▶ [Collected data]
------------------------------
PR #1676, opened 2026-04-20
pyinfra_cli: exclude imports from group data

### LINKED ISSUE #1297: imports in group_data files can cause "pyinfra <inventory> debug-inventory" to fail
## Describe the bug
Certain imports can cause the `pyinfra <inventory> debug-inventory` cli command to fail in `pyinfra_cli.util.json_encode` while trying to dump the inventory with `pyinfra_cli.prints.jsonify()`

This doesn't seem to affect anything that i've seen other than the specific command `pyinfra <inventory> debug-inventory`

## To Reproduce
I initially stumbled across this when following the [dynamic inventory example from the docs.](https://docs.pyinfra.com/en/3.x/examples/dynamic_inventories_data.html)

One way to reproduce:
1. Add `from pyinfra import inventory` to any group data file used in the target inventory
2. Run the following cli command `pyinfra <inventory> debug-inventory`

This produces the following error:
```
  File "<...>/site-packages/pyinfra_cli/util.py", line 159, in json_encode
    raise TypeError("Cannot serialize: {0} ({1})".format(type(obj), obj))
TypeError: Cannot serialize: <class 'pyinfra.context.ContextObject'> (<pyinfra.api.inventory.Inventory object at 0x7f5409b6c550>)
```

The same issue can be reproduced by importing any class as a type. However the error becomes the following:
```
  File "<...>/site-packages/pyinfra_cli/util.py", line 157, in json_encode
    return obj.to_json()
           ~~~~~~~~~~~^^
TypeError: <Class>.to_json() missing 1 required positional argument: 'self'
```

## Expected behavior
The core issue seems to stem from pyinfra_cli treating imports as part of inventory data when parsing python files. I'm not sure what the expected behaviour should be because it depends on whether or not this is by design. 

I think there are a few possibilities:
1. pyinfra should not include imports as a part of inventory data.
2. the command  `pyinfra <inventory> debug-inventory` should avoid calling `obj.to_json()` on classes, and should have a default case for objects that don't have a `to_json()` function rather throwing an error.
3. if this is intended behaviour, it should be pointed out in the docs, as well as ways to work around the behaviour when you don't want an import to be included as inventory data for this reason.

## Meta
```
    System: Linux
      Platform: Linux-6.12.13-200.fc41.x86_64-x86_64-with-glibc2.40
      Release: 6.12.13-200.fc41.x86_64
      Machine: x86_64
    pyinfra: v3.2
      click: v8.1.8
      distro: v1.9.0
      gevent: v24.11.1
      jinja2: v3.1.5
      packaging: v24.2
      paramiko: v3.5.1
      python-dateutil: v2.9.0.post0
      pywinrm: v0.5.0
      setuptools: v75.8.0
      typeguard: v4.4.1
      typing-extensions: v4.12.2
    Executable: <...>/.venv/bin/pyinfra
    Python: 3.13.2 (CPython, GCC 14.2.1 20250110 (Red Hat 14.2.1-7))
```

Installed locally to project using python poetry (installs to venv with pip).

```
  File "<...>/.venv/lib/python3.13/site-packages/pyinfra_cli/main.py", line 222, in cli
    _main(*args, **kwargs)
    ~~~~~^^^^^^^^^^^^^^^^^
  File "<...>/.venv/lib/python3.13/site-packages/pyinfra_cli/main.py", line 341, in _main
    print_inventory(state)
    ~~~~~~~~~~~~~~~^^^^^^^
  File "<...>/.venv/lib/python3.13/site-packages/pyinfra_cli/prints.py", line 118, in print_inventory
    click.echo(jsonify(host.data, indent=4, default=json_encode), err=True)
               ~~~~~~~^^^^^^^^^^^^^^^^^^^^^^^^^^^^^^^^^^^^^^^^^^
  File "<...>/.venv/lib/python3.13/site-packages/pyinfra_cli/prints.py", line 52, in jsonify
    return json.dumps(data, *args, **kwargs)
           ~~~~~~~~~~^^^^^^^^^^^^^^^^^^^^^^^
  File "/usr/lib64/python3.13/json/__init__.py", line 238, in dumps
    **kw).encode(obj)
          ~~~~~~^^^^^
  File "/usr/lib64/python3.13/json/encoder.py", line 200, in encode
    chunks = self.iterencode(o, _one_shot=True)
  File "/usr/lib64/python3.13/json/encoder.py", line 261, in iterencode
    return _iterencode(o, 0)
  File "<...>/.venv/lib/python3.13/site-packages/pyinfra_cli/util.py", line 130, in json_encode
    raise TypeError("Cannot serialize: {0} ({1})".format(type(obj), obj))
TypeError: Cannot serialize: <class 'pyinfra.context.ContextObject'> (<pyinfra.api.inventory.Inventory object at 0x7f56f865c550>)
```

wowi42:
Closes #1297.

## Problem

`pyinfra <inventory> debug-inventory` crashes when a group data file imports anything:

```python
# group_data/all.py
from pyinfra import inventory
```

`_get_group_data` exec's the file and treats every module-level name (apart from those starting with `__`) as a piece of group data. Imports therefore end up as data: a module, class, or function. `debug-inventory` then dies in `json_encode` with:

```
TypeError: Cannot serialize: <class 'pyinfra.context.ContextObject'> (<pyinfra.api.inventory.Inventory object ...>)
```

## Fix

Parse the file's AST and collect the names bound by top-level `import` / `from ... import` statements (respecting `as` aliases). Filter those names out of the data dict, unless the file explicitly defines `__all__`, in which case the user is overriding exports deliberately and we honor that.

`from module import *` can't be resolved statically, so it's left alone. Users hitting that rare case can still alias names with a leading double underscore (the existing workaround).

## Test plan

- [x] New regression test `test_imports_do_not_leak_into_group_data`: a fixture imports three things and declares one real `exported_value`; the test asserts the imports are absent from `inventory.group_data` and the real value survives.
- [x] `uv run pytest` (1568 passed)
- [x] `uv run ruff check` / `ruff format --diff` / `mypy` / `scripts/lint_arguments_sync.py` all clean

---

- [x] Pull request is based on the default branch (\`3.x\` at this time)
- [x] Pull request includes documentation for any new/updated operations/facts (behavior fix, no public API / docs change)
- [x] Tests pass (see \`scripts/dev-test.sh\`)
- [x] Type checking & code style passes (see \`scripts/dev-lint.sh\`)


src/pyinfra_cli/inventory.py
```diff
@@ -55,6 +56,31 @@ def _is_inventory_group(key: str, value: Any):
...
+    Return the set of names bound by ``import`` / ``from ... import`` statements
+    in ``filename``. Used to keep those names out of the resulting group data dict
+    (issue #1297) so that e.g. ``from pyinfra import inventory`` in a group data
+    file does not end up as a piece of group data and break ``debug-inventory``.
+    """
+    with open(filename, "r", encoding="utf-8") as f:
+        tree = ast.parse(f.read(), filename=filename)
+
+    names: Set[str] = set()
+    for node in ast.walk(tree):
```
Fizzadar, line 70:
```suggestion
    for node in tree.body:
```

Imports are all top level so avoids walking nested nodes.

Fizzadar (changes requested):
One change to prevent walking the entire ast, looks good otherwise!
------------------------------
Reprint the data above from the opening line to the line holding "## Describe the bug", inclusive, and nothing else.

▶ [Worked solution]
PR #1676, opened 2026-04-20
pyinfra_cli: exclude imports from group data

### LINKED ISSUE #1297: imports in group_data files can cause "pyinfra <inventory> debug-inventory" to fail
## Describe the bug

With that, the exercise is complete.